BEGIN DATASET EXCERPTS

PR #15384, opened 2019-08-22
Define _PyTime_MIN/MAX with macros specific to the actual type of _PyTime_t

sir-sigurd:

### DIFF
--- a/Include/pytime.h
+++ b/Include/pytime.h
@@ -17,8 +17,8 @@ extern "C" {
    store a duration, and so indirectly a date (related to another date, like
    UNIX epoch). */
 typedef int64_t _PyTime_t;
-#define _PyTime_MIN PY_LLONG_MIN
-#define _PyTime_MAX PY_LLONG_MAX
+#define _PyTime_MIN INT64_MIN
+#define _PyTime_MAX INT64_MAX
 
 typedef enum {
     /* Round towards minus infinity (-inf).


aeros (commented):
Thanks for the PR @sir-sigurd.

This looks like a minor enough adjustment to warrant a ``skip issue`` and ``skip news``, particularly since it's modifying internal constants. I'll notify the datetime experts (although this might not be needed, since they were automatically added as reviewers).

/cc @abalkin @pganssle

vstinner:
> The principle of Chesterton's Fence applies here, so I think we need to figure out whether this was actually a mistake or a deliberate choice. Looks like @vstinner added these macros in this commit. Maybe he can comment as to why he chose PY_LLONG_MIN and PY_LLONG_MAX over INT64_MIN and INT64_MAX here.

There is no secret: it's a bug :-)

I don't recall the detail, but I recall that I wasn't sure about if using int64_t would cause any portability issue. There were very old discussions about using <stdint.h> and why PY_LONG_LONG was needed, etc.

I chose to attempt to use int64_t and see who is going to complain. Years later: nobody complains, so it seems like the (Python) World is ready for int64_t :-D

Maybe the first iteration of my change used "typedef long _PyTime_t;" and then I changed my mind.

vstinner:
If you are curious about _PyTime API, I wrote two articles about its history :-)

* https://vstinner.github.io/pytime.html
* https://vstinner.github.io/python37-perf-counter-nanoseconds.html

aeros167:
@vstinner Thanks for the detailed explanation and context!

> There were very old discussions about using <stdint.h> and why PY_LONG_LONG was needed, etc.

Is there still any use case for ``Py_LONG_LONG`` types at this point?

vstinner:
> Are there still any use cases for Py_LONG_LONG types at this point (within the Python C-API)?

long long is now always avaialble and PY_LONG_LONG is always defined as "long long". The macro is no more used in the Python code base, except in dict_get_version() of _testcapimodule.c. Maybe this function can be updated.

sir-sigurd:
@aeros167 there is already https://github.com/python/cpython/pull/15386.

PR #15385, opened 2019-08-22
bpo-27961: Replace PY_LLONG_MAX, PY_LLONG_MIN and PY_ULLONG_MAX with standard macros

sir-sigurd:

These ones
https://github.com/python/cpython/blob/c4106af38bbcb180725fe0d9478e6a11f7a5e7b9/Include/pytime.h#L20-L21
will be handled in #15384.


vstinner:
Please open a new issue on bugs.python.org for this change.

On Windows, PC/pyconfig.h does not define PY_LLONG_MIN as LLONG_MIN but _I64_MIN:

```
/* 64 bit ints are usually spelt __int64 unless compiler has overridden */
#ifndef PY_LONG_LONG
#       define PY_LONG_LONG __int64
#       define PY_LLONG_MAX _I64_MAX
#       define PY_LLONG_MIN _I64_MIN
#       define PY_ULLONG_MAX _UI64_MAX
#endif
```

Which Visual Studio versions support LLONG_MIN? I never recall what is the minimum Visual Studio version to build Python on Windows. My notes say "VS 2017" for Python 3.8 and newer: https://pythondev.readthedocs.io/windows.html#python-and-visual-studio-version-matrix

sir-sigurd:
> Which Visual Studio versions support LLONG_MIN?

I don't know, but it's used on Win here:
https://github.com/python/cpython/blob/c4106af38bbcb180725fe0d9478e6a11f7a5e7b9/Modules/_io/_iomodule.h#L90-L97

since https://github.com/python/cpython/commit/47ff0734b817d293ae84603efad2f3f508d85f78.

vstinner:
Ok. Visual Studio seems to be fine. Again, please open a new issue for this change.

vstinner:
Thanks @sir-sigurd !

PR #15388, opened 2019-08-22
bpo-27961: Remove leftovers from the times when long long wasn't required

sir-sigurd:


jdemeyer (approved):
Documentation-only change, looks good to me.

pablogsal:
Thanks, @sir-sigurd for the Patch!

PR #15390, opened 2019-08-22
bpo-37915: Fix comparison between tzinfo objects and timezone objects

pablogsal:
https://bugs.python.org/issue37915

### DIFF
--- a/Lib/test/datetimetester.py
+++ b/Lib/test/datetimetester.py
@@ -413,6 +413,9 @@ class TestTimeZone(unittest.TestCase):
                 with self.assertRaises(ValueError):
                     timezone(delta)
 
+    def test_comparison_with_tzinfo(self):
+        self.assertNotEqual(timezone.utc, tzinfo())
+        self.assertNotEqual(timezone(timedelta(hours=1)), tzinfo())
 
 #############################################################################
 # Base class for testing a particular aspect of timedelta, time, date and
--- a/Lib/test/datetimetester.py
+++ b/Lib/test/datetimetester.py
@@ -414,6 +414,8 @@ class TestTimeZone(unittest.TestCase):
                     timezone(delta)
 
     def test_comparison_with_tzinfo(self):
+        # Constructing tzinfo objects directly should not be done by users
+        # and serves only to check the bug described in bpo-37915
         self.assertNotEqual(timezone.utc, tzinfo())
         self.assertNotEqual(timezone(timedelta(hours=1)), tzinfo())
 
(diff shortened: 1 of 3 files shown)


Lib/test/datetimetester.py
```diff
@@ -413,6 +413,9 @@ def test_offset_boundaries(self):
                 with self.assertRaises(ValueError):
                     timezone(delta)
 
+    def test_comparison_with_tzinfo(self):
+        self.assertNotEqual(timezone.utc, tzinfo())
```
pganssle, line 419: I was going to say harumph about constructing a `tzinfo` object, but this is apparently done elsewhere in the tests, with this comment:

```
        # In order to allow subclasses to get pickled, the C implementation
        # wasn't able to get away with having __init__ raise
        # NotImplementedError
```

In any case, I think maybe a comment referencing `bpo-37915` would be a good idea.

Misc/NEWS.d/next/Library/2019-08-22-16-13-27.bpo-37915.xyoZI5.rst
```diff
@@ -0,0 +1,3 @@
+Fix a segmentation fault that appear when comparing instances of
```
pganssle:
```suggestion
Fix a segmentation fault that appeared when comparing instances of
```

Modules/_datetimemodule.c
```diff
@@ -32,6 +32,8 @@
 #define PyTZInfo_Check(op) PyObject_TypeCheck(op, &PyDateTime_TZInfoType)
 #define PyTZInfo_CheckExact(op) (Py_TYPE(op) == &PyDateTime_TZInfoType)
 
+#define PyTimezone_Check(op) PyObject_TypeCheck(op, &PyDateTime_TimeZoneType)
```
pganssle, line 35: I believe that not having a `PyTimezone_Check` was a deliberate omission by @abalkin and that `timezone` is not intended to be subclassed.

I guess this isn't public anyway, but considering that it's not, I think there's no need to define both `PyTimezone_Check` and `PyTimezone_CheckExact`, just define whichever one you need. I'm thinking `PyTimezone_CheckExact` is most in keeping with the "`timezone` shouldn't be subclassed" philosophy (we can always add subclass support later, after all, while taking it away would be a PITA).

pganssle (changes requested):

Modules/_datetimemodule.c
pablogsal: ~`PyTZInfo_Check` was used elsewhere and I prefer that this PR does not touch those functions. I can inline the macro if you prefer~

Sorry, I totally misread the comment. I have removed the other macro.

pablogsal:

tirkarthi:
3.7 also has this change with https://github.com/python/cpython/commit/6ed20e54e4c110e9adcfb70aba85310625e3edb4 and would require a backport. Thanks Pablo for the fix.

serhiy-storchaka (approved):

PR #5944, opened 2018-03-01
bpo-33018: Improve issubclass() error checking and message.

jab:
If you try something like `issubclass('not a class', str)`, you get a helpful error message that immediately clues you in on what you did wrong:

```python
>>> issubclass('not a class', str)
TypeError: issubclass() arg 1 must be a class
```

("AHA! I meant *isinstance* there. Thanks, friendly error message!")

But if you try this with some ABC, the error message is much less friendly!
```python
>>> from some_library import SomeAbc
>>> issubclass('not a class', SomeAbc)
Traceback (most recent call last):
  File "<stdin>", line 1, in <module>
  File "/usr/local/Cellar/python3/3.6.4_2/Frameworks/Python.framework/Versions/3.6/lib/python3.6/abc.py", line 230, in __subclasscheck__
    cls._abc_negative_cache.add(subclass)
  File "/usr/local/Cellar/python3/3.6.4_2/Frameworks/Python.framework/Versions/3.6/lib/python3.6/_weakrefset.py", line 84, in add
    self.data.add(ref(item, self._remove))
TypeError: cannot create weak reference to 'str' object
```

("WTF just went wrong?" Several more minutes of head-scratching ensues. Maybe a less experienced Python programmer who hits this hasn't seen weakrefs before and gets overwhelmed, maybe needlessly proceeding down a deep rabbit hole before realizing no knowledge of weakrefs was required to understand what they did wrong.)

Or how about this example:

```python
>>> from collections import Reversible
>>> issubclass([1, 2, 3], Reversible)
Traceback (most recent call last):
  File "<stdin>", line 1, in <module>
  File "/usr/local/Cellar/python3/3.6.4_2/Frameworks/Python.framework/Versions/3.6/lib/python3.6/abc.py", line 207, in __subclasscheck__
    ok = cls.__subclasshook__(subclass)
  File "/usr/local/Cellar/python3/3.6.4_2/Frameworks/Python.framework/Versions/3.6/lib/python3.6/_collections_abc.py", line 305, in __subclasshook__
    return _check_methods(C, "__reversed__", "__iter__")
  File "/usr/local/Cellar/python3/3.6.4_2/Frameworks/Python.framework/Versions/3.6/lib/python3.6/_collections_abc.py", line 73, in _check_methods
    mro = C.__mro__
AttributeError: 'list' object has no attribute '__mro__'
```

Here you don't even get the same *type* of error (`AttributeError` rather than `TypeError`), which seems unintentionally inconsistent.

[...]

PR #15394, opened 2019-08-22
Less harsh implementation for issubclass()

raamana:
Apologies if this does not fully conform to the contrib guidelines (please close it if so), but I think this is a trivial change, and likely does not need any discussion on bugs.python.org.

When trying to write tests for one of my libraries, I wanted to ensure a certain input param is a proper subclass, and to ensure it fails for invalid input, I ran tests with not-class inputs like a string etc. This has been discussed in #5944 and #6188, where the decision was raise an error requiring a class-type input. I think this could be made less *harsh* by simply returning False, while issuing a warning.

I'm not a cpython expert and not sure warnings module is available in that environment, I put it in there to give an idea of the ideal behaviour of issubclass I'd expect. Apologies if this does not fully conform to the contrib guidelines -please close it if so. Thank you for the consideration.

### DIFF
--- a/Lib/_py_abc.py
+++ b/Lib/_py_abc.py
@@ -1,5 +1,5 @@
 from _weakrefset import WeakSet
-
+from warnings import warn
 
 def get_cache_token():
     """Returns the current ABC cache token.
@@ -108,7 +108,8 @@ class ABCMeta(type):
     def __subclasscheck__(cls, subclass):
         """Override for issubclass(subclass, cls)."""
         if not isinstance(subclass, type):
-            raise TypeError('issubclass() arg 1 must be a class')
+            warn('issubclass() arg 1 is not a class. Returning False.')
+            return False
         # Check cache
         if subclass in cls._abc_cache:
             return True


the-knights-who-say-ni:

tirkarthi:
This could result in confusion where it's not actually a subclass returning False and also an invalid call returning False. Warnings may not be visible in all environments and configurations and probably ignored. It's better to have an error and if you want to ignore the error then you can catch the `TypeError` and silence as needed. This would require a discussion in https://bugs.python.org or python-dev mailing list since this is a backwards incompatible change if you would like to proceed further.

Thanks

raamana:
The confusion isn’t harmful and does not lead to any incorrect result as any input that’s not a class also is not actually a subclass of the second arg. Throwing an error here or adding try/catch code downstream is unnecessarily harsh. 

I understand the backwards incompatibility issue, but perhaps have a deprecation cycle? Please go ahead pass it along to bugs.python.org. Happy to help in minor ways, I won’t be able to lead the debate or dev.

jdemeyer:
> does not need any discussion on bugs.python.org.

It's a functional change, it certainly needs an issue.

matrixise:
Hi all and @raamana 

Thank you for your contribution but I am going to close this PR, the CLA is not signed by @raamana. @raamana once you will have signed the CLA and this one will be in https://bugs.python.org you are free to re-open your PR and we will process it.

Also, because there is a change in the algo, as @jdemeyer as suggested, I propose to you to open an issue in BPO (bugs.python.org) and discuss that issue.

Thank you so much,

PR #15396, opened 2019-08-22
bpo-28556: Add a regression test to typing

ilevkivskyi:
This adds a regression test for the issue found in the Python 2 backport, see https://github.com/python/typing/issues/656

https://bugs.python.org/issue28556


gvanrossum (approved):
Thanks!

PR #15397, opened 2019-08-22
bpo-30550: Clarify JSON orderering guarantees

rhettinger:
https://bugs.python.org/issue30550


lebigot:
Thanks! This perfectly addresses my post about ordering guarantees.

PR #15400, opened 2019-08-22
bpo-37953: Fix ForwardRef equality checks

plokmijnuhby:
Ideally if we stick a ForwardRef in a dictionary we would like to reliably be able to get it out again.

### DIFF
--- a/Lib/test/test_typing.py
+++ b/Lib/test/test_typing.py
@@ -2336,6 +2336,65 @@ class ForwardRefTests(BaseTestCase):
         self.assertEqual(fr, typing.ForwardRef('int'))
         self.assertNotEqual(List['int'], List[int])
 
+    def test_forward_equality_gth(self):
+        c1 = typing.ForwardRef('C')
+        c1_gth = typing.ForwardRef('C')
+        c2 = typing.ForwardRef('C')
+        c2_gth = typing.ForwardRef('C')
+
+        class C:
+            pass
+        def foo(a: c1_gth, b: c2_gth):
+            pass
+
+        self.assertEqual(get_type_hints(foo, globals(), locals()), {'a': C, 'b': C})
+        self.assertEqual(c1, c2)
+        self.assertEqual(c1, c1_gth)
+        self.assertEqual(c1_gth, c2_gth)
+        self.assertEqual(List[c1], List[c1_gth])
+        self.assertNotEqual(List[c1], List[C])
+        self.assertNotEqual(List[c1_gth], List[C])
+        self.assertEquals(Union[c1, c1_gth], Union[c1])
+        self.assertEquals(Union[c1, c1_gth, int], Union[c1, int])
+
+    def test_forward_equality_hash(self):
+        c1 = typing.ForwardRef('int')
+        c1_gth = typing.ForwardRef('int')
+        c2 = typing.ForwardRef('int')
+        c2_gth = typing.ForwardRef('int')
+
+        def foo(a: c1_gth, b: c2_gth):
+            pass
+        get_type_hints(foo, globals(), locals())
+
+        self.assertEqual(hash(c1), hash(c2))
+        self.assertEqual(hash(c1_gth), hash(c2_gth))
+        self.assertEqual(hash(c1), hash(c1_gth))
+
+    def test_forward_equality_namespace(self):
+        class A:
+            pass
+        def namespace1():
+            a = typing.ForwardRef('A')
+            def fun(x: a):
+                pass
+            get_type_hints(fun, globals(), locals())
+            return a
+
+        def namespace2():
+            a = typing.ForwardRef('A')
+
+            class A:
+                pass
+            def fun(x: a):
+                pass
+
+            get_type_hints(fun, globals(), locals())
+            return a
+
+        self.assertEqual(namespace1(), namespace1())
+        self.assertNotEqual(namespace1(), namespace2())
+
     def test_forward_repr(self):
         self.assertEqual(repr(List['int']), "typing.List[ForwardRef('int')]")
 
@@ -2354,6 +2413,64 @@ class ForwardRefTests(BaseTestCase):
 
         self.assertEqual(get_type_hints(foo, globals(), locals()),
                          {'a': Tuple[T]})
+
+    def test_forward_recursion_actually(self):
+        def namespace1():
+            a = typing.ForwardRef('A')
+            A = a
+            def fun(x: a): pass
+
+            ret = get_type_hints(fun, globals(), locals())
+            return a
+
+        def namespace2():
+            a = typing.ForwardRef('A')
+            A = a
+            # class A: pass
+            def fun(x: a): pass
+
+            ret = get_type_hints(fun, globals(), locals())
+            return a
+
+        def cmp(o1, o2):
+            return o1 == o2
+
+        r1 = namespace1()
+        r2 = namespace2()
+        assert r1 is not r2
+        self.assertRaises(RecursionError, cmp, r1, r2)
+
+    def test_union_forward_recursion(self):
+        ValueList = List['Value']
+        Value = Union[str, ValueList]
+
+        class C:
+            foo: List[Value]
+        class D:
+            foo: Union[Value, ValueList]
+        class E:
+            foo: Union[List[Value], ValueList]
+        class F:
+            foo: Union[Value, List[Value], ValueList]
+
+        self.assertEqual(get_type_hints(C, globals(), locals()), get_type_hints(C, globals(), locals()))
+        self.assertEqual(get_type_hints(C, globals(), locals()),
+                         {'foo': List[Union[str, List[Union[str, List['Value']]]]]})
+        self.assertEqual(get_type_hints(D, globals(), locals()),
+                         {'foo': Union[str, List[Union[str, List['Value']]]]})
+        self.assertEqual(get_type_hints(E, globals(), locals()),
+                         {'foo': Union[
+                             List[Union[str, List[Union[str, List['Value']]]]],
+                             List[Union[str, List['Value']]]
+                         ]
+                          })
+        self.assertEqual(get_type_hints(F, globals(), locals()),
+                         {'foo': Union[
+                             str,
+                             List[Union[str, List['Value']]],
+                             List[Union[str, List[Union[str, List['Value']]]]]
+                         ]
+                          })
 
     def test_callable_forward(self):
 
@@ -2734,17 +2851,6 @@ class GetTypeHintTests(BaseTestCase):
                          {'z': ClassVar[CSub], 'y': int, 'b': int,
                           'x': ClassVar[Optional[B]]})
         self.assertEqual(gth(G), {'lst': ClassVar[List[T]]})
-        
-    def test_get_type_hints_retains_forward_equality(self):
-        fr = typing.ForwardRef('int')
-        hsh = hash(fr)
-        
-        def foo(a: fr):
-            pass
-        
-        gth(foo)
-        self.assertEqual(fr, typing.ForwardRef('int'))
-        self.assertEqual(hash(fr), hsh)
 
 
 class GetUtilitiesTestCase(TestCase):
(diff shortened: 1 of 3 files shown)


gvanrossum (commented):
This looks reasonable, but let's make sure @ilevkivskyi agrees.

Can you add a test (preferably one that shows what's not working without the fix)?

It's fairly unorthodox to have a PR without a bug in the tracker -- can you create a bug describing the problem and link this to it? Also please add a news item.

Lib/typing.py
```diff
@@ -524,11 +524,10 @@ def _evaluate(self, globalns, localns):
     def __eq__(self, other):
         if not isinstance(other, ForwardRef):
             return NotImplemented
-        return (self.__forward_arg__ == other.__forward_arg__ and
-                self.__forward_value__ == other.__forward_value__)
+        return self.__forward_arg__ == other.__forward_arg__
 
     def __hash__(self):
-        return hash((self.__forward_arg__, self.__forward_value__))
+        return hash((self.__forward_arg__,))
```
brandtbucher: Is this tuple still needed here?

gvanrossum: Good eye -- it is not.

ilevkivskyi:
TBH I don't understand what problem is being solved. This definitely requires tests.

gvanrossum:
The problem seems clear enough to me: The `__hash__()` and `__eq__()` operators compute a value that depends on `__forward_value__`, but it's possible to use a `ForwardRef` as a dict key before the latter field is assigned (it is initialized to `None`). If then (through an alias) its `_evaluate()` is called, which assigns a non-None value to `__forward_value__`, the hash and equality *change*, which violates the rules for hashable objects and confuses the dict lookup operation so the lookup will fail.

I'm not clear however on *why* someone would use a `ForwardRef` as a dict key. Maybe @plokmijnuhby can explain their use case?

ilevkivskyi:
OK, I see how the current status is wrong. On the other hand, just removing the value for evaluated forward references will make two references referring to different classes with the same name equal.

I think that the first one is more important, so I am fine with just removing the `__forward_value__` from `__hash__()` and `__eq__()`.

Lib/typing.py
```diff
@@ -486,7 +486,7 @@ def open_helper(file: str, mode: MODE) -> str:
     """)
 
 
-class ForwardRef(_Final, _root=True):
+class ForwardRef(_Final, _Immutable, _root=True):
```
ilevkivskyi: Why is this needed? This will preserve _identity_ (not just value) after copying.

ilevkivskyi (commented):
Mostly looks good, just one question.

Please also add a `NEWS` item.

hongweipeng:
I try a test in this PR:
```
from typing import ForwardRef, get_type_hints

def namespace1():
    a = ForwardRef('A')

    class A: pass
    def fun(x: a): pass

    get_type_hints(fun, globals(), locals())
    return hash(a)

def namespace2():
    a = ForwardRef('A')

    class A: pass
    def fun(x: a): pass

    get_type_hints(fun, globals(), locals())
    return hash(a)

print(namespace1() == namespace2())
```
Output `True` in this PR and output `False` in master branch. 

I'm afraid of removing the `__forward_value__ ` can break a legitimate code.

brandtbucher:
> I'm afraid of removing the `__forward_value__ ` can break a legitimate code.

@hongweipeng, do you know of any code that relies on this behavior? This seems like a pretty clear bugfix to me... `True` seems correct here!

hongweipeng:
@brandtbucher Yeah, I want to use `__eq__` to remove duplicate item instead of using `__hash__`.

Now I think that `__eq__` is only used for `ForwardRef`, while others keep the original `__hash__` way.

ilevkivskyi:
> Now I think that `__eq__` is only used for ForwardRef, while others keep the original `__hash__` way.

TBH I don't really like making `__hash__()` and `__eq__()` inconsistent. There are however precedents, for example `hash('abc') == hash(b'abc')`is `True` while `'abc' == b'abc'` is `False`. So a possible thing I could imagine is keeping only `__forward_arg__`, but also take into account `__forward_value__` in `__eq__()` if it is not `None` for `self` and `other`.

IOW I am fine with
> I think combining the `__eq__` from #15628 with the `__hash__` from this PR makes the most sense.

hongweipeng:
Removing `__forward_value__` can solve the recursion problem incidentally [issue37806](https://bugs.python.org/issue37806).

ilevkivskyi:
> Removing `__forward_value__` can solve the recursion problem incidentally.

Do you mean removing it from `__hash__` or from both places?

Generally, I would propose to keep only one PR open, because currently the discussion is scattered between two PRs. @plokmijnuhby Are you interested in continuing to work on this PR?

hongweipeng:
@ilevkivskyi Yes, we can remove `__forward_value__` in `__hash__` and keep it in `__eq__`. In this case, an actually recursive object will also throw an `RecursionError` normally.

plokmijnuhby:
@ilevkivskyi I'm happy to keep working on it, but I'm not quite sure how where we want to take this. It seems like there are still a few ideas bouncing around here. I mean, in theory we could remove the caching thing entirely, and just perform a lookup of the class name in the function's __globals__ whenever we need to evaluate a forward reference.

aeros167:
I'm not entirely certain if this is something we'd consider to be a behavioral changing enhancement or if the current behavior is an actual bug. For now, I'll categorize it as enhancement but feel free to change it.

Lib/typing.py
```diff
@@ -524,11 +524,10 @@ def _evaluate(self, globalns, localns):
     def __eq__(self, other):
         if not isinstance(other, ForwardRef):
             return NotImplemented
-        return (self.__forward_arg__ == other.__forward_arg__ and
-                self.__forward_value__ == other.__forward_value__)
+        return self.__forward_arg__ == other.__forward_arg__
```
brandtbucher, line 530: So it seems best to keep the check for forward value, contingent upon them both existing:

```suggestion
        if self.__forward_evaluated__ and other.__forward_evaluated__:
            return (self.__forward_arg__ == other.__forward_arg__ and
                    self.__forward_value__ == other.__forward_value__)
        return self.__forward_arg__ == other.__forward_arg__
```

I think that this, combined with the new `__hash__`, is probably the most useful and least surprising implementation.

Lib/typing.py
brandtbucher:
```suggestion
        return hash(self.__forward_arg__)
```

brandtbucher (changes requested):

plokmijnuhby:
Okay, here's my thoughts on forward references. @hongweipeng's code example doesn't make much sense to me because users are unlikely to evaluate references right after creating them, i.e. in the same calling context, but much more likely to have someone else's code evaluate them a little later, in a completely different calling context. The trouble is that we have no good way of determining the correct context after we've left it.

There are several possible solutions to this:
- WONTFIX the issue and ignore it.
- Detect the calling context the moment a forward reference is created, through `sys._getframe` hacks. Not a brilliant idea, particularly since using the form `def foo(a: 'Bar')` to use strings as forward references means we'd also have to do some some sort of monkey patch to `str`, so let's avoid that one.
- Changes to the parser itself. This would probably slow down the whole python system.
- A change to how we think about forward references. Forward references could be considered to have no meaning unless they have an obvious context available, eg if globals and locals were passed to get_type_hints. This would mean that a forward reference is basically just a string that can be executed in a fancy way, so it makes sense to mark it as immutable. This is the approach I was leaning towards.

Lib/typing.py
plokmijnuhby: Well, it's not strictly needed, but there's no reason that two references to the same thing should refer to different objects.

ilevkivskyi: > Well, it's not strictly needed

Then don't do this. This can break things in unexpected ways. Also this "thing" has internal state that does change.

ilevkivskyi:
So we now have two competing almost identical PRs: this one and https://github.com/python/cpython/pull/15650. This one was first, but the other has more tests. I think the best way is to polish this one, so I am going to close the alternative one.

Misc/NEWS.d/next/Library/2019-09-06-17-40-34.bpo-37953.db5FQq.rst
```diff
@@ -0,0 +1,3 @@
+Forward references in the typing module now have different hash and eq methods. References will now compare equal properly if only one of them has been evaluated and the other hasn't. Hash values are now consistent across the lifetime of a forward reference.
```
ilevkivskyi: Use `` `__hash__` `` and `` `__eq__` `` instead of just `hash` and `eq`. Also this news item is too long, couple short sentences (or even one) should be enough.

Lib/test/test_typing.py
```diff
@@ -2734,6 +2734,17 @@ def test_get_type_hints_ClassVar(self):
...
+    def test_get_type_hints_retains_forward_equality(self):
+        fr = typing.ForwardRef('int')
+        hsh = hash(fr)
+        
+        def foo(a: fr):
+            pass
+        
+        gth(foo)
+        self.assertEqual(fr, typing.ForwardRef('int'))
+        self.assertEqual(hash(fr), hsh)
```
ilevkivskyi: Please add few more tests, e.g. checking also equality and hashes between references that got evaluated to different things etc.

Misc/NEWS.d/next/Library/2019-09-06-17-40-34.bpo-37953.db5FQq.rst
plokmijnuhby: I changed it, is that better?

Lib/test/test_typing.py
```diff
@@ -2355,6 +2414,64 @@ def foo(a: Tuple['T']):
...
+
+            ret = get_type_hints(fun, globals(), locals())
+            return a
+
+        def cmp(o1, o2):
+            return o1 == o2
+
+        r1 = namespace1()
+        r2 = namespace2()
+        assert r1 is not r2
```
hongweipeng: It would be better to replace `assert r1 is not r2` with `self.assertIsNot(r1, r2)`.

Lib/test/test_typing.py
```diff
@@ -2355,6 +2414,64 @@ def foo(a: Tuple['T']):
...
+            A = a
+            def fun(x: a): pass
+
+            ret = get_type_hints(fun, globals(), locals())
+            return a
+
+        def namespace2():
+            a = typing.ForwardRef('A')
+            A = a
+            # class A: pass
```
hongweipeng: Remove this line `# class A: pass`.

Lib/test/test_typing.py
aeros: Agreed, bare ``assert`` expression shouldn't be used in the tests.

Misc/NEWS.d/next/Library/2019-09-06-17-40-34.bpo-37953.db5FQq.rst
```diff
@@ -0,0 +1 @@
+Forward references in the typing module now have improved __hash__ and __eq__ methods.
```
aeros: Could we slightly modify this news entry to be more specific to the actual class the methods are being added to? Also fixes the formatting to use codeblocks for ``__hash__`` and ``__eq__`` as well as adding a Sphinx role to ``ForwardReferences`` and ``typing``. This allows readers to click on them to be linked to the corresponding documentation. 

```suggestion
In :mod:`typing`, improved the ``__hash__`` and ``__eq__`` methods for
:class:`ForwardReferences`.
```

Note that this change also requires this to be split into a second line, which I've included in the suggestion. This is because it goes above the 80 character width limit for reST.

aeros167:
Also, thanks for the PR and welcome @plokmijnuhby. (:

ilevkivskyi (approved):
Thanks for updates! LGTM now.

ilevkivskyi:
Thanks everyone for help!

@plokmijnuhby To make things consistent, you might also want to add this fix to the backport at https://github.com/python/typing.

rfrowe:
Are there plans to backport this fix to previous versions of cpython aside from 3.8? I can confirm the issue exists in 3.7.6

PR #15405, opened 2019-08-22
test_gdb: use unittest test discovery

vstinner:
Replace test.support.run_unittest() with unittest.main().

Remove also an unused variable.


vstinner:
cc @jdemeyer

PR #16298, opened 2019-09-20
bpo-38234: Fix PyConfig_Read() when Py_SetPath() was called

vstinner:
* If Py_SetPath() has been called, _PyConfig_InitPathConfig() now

END DATASET EXCERPTS

Show every line above in which the word "TypeError" occurs.

*ANSWER TO THIS PROBLEM*:
TypeError: issubclass() arg 1 must be a class
TypeError: cannot create weak reference to 'str' object
Here you don't even get the same *type* of error (`AttributeError` rather than `TypeError`), which seems unintentionally inconsistent.
-            raise TypeError('issubclass() arg 1 must be a class')
This could result in confusion where it's not actually a subclass returning False and also an invalid call returning False. Warnings may not be visible in all environments and configurations and probably ignored. It's better to have an error and if you want to ignore the error then you can catch the `TypeError` and silence as needed. This would require a discussion in https://bugs.python.org or python-dev mailing list since this is a backwards incompatible change if you would like to proceed further.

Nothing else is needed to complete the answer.